We were very disappointed to witness the recent press campaign from Wandsworth Council, which sought to undermine our proposed initiative to create a pooled London pension fund by attacking the London Pension Fund Authority's investment record.
Not only did Wandsworth's arguments miss the point, but they also relied on a disingenuous presentation of the data (PP Online, 15 March - www.professionalpensions.com/2255157 and www.professionalpensions.com/2255151).
First, the LPFA's proposal is not based on a comparison of the performance of smaller funds with that of the LPFA, but is in fact concerned with the benefits of a larger fund across London. There is compelling evidence to suggest that larger funds are much more cost effective than smaller funds. A report published in October 2012 by PwC, for example, highlighted potential savings of £120m per annum across London's £24bn combined pension funds. This works out as an annual saving of £359 for every single household in the capital.
Other advantages of larger funds, identified by the Centre for Policy Studies, include: the ability to harvest economies of scale and exercise leverage on investment price; the ability to afford the in-house expertise needed to analyse and research the increasingly complex range of available investments, and identify the better performing funds; and the ability to take advantage of co-investment opportunities, reducing fees.
In addition, larger funds have lower administration costs. According to CPS research fellow Michael Johnson, a scheme with more than 50,000 members costs just £15-£30 per member, compared with £200 for a scheme with fewer than 1,000 members. Many other studies, worldwide, corroborate this argument.
The LPFA's contention is that larger funds perform better because they have access to better expertise and better liability management and liability hedging tools that smaller funds do not. Also, larger funds are able to invest at scale in funds that take advantage of illiquidity premia such as infrastructure, private equity and housing. These asset classes also match our liability profile well.

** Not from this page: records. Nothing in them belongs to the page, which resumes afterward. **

PR #1062, opened 2022-03-21
fix: use control sort-id for sorting

### LINKED ISSUE #1018: Use sort-id for sorting controls
The current code uses the control name in some places for sorting controls, with an assumed structure to the name and associated numbering (i.e. it is not simply alphabetical by python's sorting routine).  But it would be better to use the control's sort-id, with fallback to the control name if none is available.

fsuits:
## Types of changes

## Summary
Now use sort-id in control props for sorting
The value is added to the yaml header if present in the control props

closes #1018
## Key links:

# Before you merge


trestle/core/control_io.py
```diff
@@ -71,6 +71,14 @@ def get_prop(part_control: Union[common.Part, cat.Control], prop_name: str) -> s
                 return prop.value.strip()
         return ''
 
+    @staticmethod
+    def get_sort_id(control: cat.Control, allow_none=False) -> str:
```
enikonovad, line 75: -> Optional[str]

trestle/core/control_io.py
```diff
@@ -1125,7 +1137,8 @@ def read_implemented_requirement(
 
         imp_req.statements = list(statement_map.values())
         ControlIOReader._insert_header_content(imp_req, header, control_id)
-        return imp_req
+        sort_id = header.get('sort-id', control_id)
```
enikonovad, line 1140: Question, if we have the `sort-id` in the control properties and the yaml header, which one will win? Is it also controlled by `override-header-values` flag ?

enikonovad (approved):
LGTM - please fix the typing

trestle/core/control_io.py
fsuits: fixed

trestle/core/control_io.py
fsuits: That function happens to be called only during ssp-assemble where no yaml header is provided.  So the sort-id only comes from the markdown header.  None of the assemble tools allow providing a yaml header, so it will always come from the markdown.

I changed write_control so that it explicitly handles sort-id according to overwrite-header-values in a consistent manner.  If it is already in the markdown control it will not get changed - but otherwise if it is not present it will be installed.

Wandsworth stated that it would be "nearly £100m worse off" if its pension fund had been invested with the LPFA over the last three years. Wandsworth's three-year performance is strong because the fund is predominantly invested in equities, which have performed well during that period but it is nothing more than a moment-in-time snapshot.
Invested over longer, more indicative time horizons, Wandsworth's performance compares poorly with that of the LPFA. Over ten years, Wandsworth would be £50m better off under the LPFA (the LPFA Pensioner Fund has returned 6.7%, compared with Wandsworth's 6.1%), and over five years it would be £110m better off (LPFA: 7.3%; Wandsworth: 4.7%). The investment returns comparison by Wandsworth also avoids any discussion of risk and liabilities; in other words it looks at only half the picture.
We are not suggesting an LPFA takeover, nor are we trying to impose the LPFA's strategy on to other funds. We are proposing a more cost-effective solution for all 34 funds in order to achieve better value for money for London's taxpayers. This is something all funds should be in favour of and something that recession-weary taxpayers are crying out for.